Segment Open

PR #1050, opened 2026-08-27
#1049 Assert Parquet column orders through interop

### LINKED ISSUE #1049: Nothing asserts the footer's column_orders, which is what makes min_value/max_value trustworthy
`ParquetFileWriter.columnOrders()` returns one `TYPE_DEFINED_ORDER` per leaf column and `FileMetaDataWriter` writes the list when it is non-empty, so produced files carry it. Nothing checks that they do.

It is worth pinning because of what depends on it rather than because it looks fragile. A reader only trusts `min_value` / `max_value` under the order the footer declares; with `column_orders` absent, parquet-java falls back to the deprecated `min` / `max` semantics, under which a `BYTE_ARRAY` bound is compared **signed**. Hardwood writes `STRING` bounds unsigned and `DECIMAL` bounds signed, both correct under `TYPE_DEFINED_ORDER` — so a file that lost the list would have its string statistics silently misread by every other implementation, and every existing statistics test would still pass, since they all read the file back through Hardwood's own reader, which does not need the list to know its own conventions.

That is the shape of bug the interop gate exists to catch and currently cannot.

## What to do

Two assertions, either in `WriterFooterMetadataTest` (that the writer emits one `TYPE_DEFINED_ORDER` per leaf column, for a schema of several columns) or better in `WriterFooterMetadataInteropTest`, where parquet-java's `ParquetMetadata` exposes the decoded orders — asserting there proves the bytes are what another implementation reads, not merely what we wrote.

The stronger version, if it is cheap: a `STRING` column whose values straddle the signed/unsigned boundary — one value with a high bit set, one without — written by Hardwood and read back through parquet-java, whose `min`/`max` then differ depending on whether the order was declared. That fails loudly if the list is ever dropped, rather than only asserting a field is present.

Fhatu12:
## Purpose

Closes #1049.

Hardwood already writes `column_orders`, but there was no independent interop regression proving the raw footer field survives the wire format and is seen as `TYPE_DEFINED_ORDER` by parquet-java.

## Implementation

- add raw Parquet footer reading support to the test helper using parquet-java/parquet-format
- assert raw `column_orders` cardinality for a multi-leaf schema including nested leaves
- assert each raw entry is `TYPE_DEFINED_ORDER`
- additionally assert parquet-java's high-level schema sees `TYPE_DEFINED_ORDER`
- add the complementary STRING statistics regression across the signed/unsigned byte boundary

The STRING bounds test confirms the expected unsigned STRING statistics behaviour, but it is not the independent proof of raw `column_orders` presence. The raw footer assertion provides that proof.

## Testing

- Focused `WriterFooterMetadataInteropTest`: 6 passed, 0 failures/errors/skips
- Adjacent `WriterFooterMetadataInteropTest` + `WriterLogicalTypeInteropTest`: 33 passed, 0 failures/errors/skips
- Relevant reactor:
  - error-prone: 10 passed
  - core: 2683 passed / 1 skipped
  - parquet-testing-runner: 935 passed / 68 skipped
  - write coverage: 5 passed
- Full `./mvnw clean verify`: `BUILD SUCCESS`
- Independent mutation QA: temporarily omitting writer `column_orders` caused the raw regression to fail as intended
- `git diff --check HEAD^ HEAD` passed

### Process-sources note

`./mvnw process-sources` was attempted but currently fails on both this candidate and pristine upstream parent because the `process-sources` lifecycle reaches `hardwood-core` without resolving `dev.hardwood:hardwood-test-support:jar:1.1.0-SNAPSHOT`.

This is classified as `PRE_EXISTING_REPOSITORY_LIFECYCLE_BEHAVIOUR`, not a candidate-caused regression. Full `./mvnw clean verify` succeeds.

## AI assistance

OpenAI Codex assisted with repository analysis, test implementation, validation, and publication preparation. The change was independently QA'd in a separate pass. ChatGPT assisted with planning, review coordination, and publication preparation.

The human contributor reviewed the purpose and evidence and is responsible for the submission and maintainer communication.

## Authorship

Check this box to confirm:

## Checklist

### DIFF
--- a/_designs/WRITER_INTEROP_GATE.md
+++ b/_designs/WRITER_INTEROP_GATE.md
@@ -76,10 +76,16 @@ Per file, four things:
    empty-versus-absent repeated values are compared as written.
 3. **The metadata agrees.** parquet-java parses the footer, and the column-chunk
    statistics it exposes — `min`, `max`, `null_count` — match the written data under
-   *its* comparator, which it derives from the annotation and the footer's
-   `column_orders`. Agreement here is the first cross-implementation check on stage 13b:
-   an order the two implementations disagree about produces bounds that would prune a row
-   group holding a matching row.
+   *its* comparator, which it derives from the column's annotation. Agreement here is the
+   first cross-implementation check on stage 13b: an order the two implementations
+   disagree about produces bounds that would prune a row group holding a matching row.
+
+   The `column_orders` those bounds take their meaning from is asserted separately, over
+   the **raw** footer. parquet-java defaults a missing column order to type-defined for
+   every type but `INT96` and `INTERVAL`, so its decoded schema reports
+   `TYPE_DEFINED_ORDER` whether the field reached the wire or not, and every other
+   assertion here would hold on a file that dropped the list — leaving bounds the format
+   calls undefined for a reader that holds it to its word.
 4. **The case covered what it claims to.** The encodings say the case actually produced
    the dictionary, `PLAIN` fallback or plain-only chunk it exists to cover, and the layout
    cases walk parquet-java's page readers to count the data pages they crossed. Without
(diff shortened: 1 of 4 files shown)


gunnarmorling:
Slightly reworked and merged. Thanks, @Fhatu12!

PR #1051, opened 2026-08-27
#1048 Sweep nullability in the optional-encoding interop axis

### LINKED ISSUE #1048: Interop gate covers the named encodings at one nullability out of four
`WriterInteropTest` has two axes covering the four encodings stage 19b added. Both derive their
`(encoding, physical type)` pairs from `EncodingSupport.supports` rather than from a hand-written
copy, so every legal pair is written and read back through parquet-java with values compared row by
row. That part is in good shape — a pair added to or dropped from the table moves the gate in the
same commit.

Both axes then pin `Nullability.OPTIONAL_SOME_NULL`, so each pair has only ever been shown to
another implementation in one of the four repetition shapes a flat column can take.

## What is covered

`Nullability` has four members. `optionalEncodings` sweeps the ten legal pairs against one of them:

| Encoding | Physical type | `REQUIRED` | `OPTIONAL` all-present | `OPTIONAL` some null | `OPTIONAL` all-null |
|---|---|---|---|---|---|
| `DELTA_BINARY_PACKED` | `INT32` | ✗ | ✗ | ✅ | ✗ |
| `DELTA_BINARY_PACKED` | `INT64` | ✗ | ✗ | ✅ | ✗ |
| `DELTA_LENGTH_BYTE_ARRAY` | `BYTE_ARRAY` | ✗ | ✗ | ✅ | ✗ |
| `DELTA_BYTE_ARRAY` | `BYTE_ARRAY` | ✗ | ✗ | ✅ | ✗ |
| `DELTA_BYTE_ARRAY` | `FIXED_LEN_BYTE_ARRAY` | ✗ | ✗ | ✅ | ✗ |
| `BYTE_STREAM_SPLIT` | `INT32` | ✗ | ✗ | ✅ | ✗ |
| `BYTE_STREAM_SPLIT` | `INT64` | ✗ | ✗ | ✅ | ✗ |
| `BYTE_STREAM_SPLIT` | `FLOAT` | ✗ | ✗ | ✅ | ✗ |
| `BYTE_STREAM_SPLIT` | `DOUBLE` | ✗ | ✗ | ✅ | ✗ |
| `BYTE_STREAM_SPLIT` | `FIXED_LEN_BYTE_ARRAY` | ✗ | ✗ | ✅ | ✗ |

10 of 40 cells.

`optionalEncodingCodecs` takes one representative type per encoding and crosses it with the codecs
parquet-java can read, again at `OPTIONAL_SOME_NULL` only:

| Encoding / type | `UNCOMPRESSED` | `GZIP` | `SNAPPY` | `ZSTD` | `LZ4_RAW` |
|---|---|---|---|---|---|
| `DELTA_BINARY_PACKED` / `INT64` | some null | some null | some null | some null | some null |
| `DELTA_LENGTH_BYTE_ARRAY` / `BYTE_ARRAY` | some null | some null | some null | some null | some null |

Segment Closed

**Work item:** Please take the whole listing and write it out exactly.

**Expected output:**
PR #1050, opened 2026-08-27
#1049 Assert Parquet column orders through interop

### LINKED ISSUE #1049: Nothing asserts the footer's column_orders, which is what makes min_value/max_value trustworthy
`ParquetFileWriter.columnOrders()` returns one `TYPE_DEFINED_ORDER` per leaf column and `FileMetaDataWriter` writes the list when it is non-empty, so produced files carry it. Nothing checks that they do.

It is worth pinning because of what depends on it rather than because it looks fragile. A reader only trusts `min_value` / `max_value` under the order the footer declares; with `column_orders` absent, parquet-java falls back to the deprecated `min` / `max` semantics, under which a `BYTE_ARRAY` bound is compared **signed**. Hardwood writes `STRING` bounds unsigned and `DECIMAL` bounds signed, both correct under `TYPE_DEFINED_ORDER` — so a file that lost the list would have its string statistics silently misread by every other implementation, and every existing statistics test would still pass, since they all read the file back through Hardwood's own reader, which does not need the list to know its own conventions.

That is the shape of bug the interop gate exists to catch and currently cannot.

## What to do

Two assertions, either in `WriterFooterMetadataTest` (that the writer emits one `TYPE_DEFINED_ORDER` per leaf column, for a schema of several columns) or better in `WriterFooterMetadataInteropTest`, where parquet-java's `ParquetMetadata` exposes the decoded orders — asserting there proves the bytes are what another implementation reads, not merely what we wrote.

The stronger version, if it is cheap: a `STRING` column whose values straddle the signed/unsigned boundary — one value with a high bit set, one without — written by Hardwood and read back through parquet-java, whose `min`/`max` then differ depending on whether the order was declared. That fails loudly if the list is ever dropped, rather than only asserting a field is present.

Fhatu12:
## Purpose

Closes #1049.

Hardwood already writes `column_orders`, but there was no independent interop regression proving the raw footer field survives the wire format and is seen as `TYPE_DEFINED_ORDER` by parquet-java.

## Implementation

- add raw Parquet footer reading support to the test helper using parquet-java/parquet-format
- assert raw `column_orders` cardinality for a multi-leaf schema including nested leaves
- assert each raw entry is `TYPE_DEFINED_ORDER`
- additionally assert parquet-java's high-level schema sees `TYPE_DEFINED_ORDER`
- add the complementary STRING statistics regression across the signed/unsigned byte boundary

The STRING bounds test confirms the expected unsigned STRING statistics behaviour, but it is not the independent proof of raw `column_orders` presence. The raw footer assertion provides that proof.

## Testing

- Focused `WriterFooterMetadataInteropTest`: 6 passed, 0 failures/errors/skips
- Adjacent `WriterFooterMetadataInteropTest` + `WriterLogicalTypeInteropTest`: 33 passed, 0 failures/errors/skips
- Relevant reactor:
  - error-prone: 10 passed
  - core: 2683 passed / 1 skipped
  - parquet-testing-runner: 935 passed / 68 skipped
  - write coverage: 5 passed
- Full `./mvnw clean verify`: `BUILD SUCCESS`
- Independent mutation QA: temporarily omitting writer `column_orders` caused the raw regression to fail as intended
- `git diff --check HEAD^ HEAD` passed

### Process-sources note

`./mvnw process-sources` was attempted but currently fails on both this candidate and pristine upstream parent because the `process-sources` lifecycle reaches `hardwood-core` without resolving `dev.hardwood:hardwood-test-support:jar:1.1.0-SNAPSHOT`.

This is classified as `PRE_EXISTING_REPOSITORY_LIFECYCLE_BEHAVIOUR`, not a candidate-caused regression. Full `./mvnw clean verify` succeeds.

## AI assistance

OpenAI Codex assisted with repository analysis, test implementation, validation, and publication preparation. The change was independently QA'd in a separate pass. ChatGPT assisted with planning, review coordination, and publication preparation.

The human contributor reviewed the purpose and evidence and is responsible for the submission and maintainer communication.

## Authorship

Check this box to confirm:

## Checklist

### DIFF
--- a/_designs/WRITER_INTEROP_GATE.md
+++ b/_designs/WRITER_INTEROP_GATE.md
@@ -76,10 +76,16 @@ Per file, four things:
    empty-versus-absent repeated values are compared as written.
 3. **The metadata agrees.** parquet-java parses the footer, and the column-chunk
    statistics it exposes — `min`, `max`, `null_count` — match the written data under
-   *its* comparator, which it derives from the annotation and the footer's
-   `column_orders`. Agreement here is the first cross-implementation check on stage 13b:
-   an order the two implementations disagree about produces bounds that would prune a row
-   group holding a matching row.
+   *its* comparator, which it derives from the column's annotation. Agreement here is the
+   first cross-implementation check on stage 13b: an order the two implementations
+   disagree about produces bounds that would prune a row group holding a matching row.
+
+   The `column_orders` those bounds take their meaning from is asserted separately, over
+   the **raw** footer. parquet-java defaults a missing column order to type-defined for
+   every type but `INT96` and `INTERVAL`, so its decoded schema reports
+   `TYPE_DEFINED_ORDER` whether the field reached the wire or not, and every other
+   assertion here would hold on a file that dropped the list — leaving bounds the format
+   calls undefined for a reader that holds it to its word.
 4. **The case covered what it claims to.** The encodings say the case actually produced
    the dictionary, `PLAIN` fallback or plain-only chunk it exists to cover, and the layout
    cases walk parquet-java's page readers to count the data pages they crossed. Without
(diff shortened: 1 of 4 files shown)


gunnarmorling:
Slightly reworked and merged. Thanks, @Fhatu12!

PR #1051, opened 2026-08-27
#1048 Sweep nullability in the optional-encoding interop axis

### LINKED ISSUE #1048: Interop gate covers the named encodings at one nullability out of four
`WriterInteropTest` has two axes covering the four encodings stage 19b added. Both derive their
`(encoding, physical type)` pairs from `EncodingSupport.supports` rather than from a hand-written
copy, so every legal pair is written and read back through parquet-java with values compared row by
row. That part is in good shape — a pair added to or dropped from the table moves the gate in the
same commit.

Both axes then pin `Nullability.OPTIONAL_SOME_NULL`, so each pair has only ever been shown to
another implementation in one of the four repetition shapes a flat column can take.

## What is covered

`Nullability` has four members. `optionalEncodings` sweeps the ten legal pairs against one of them:

| Encoding | Physical type | `REQUIRED` | `OPTIONAL` all-present | `OPTIONAL` some null | `OPTIONAL` all-null |
|---|---|---|---|---|---|
| `DELTA_BINARY_PACKED` | `INT32` | ✗ | ✗ | ✅ | ✗ |
| `DELTA_BINARY_PACKED` | `INT64` | ✗ | ✗ | ✅ | ✗ |
| `DELTA_LENGTH_BYTE_ARRAY` | `BYTE_ARRAY` | ✗ | ✗ | ✅ | ✗ |
| `DELTA_BYTE_ARRAY` | `BYTE_ARRAY` | ✗ | ✗ | ✅ | ✗ |
| `DELTA_BYTE_ARRAY` | `FIXED_LEN_BYTE_ARRAY` | ✗ | ✗ | ✅ | ✗ |
| `BYTE_STREAM_SPLIT` | `INT32` | ✗ | ✗ | ✅ | ✗ |
| `BYTE_STREAM_SPLIT` | `INT64` | ✗ | ✗ | ✅ | ✗ |
| `BYTE_STREAM_SPLIT` | `FLOAT` | ✗ | ✗ | ✅ | ✗ |
| `BYTE_STREAM_SPLIT` | `DOUBLE` | ✗ | ✗ | ✅ | ✗ |
| `BYTE_STREAM_SPLIT` | `FIXED_LEN_BYTE_ARRAY` | ✗ | ✗ | ✅ | ✗ |

10 of 40 cells.

`optionalEncodingCodecs` takes one representative type per encoding and crosses it with the codecs
parquet-java can read, again at `OPTIONAL_SOME_NULL` only:

| Encoding / type | `UNCOMPRESSED` | `GZIP` | `SNAPPY` | `ZSTD` | `LZ4_RAW` |
|---|---|---|---|---|---|
| `DELTA_BINARY_PACKED` / `INT64` | some null | some null | some null | some null | some null |
| `DELTA_LENGTH_BYTE_ARRAY` / `BYTE_ARRAY` | some null | some null | some null | some null | some null |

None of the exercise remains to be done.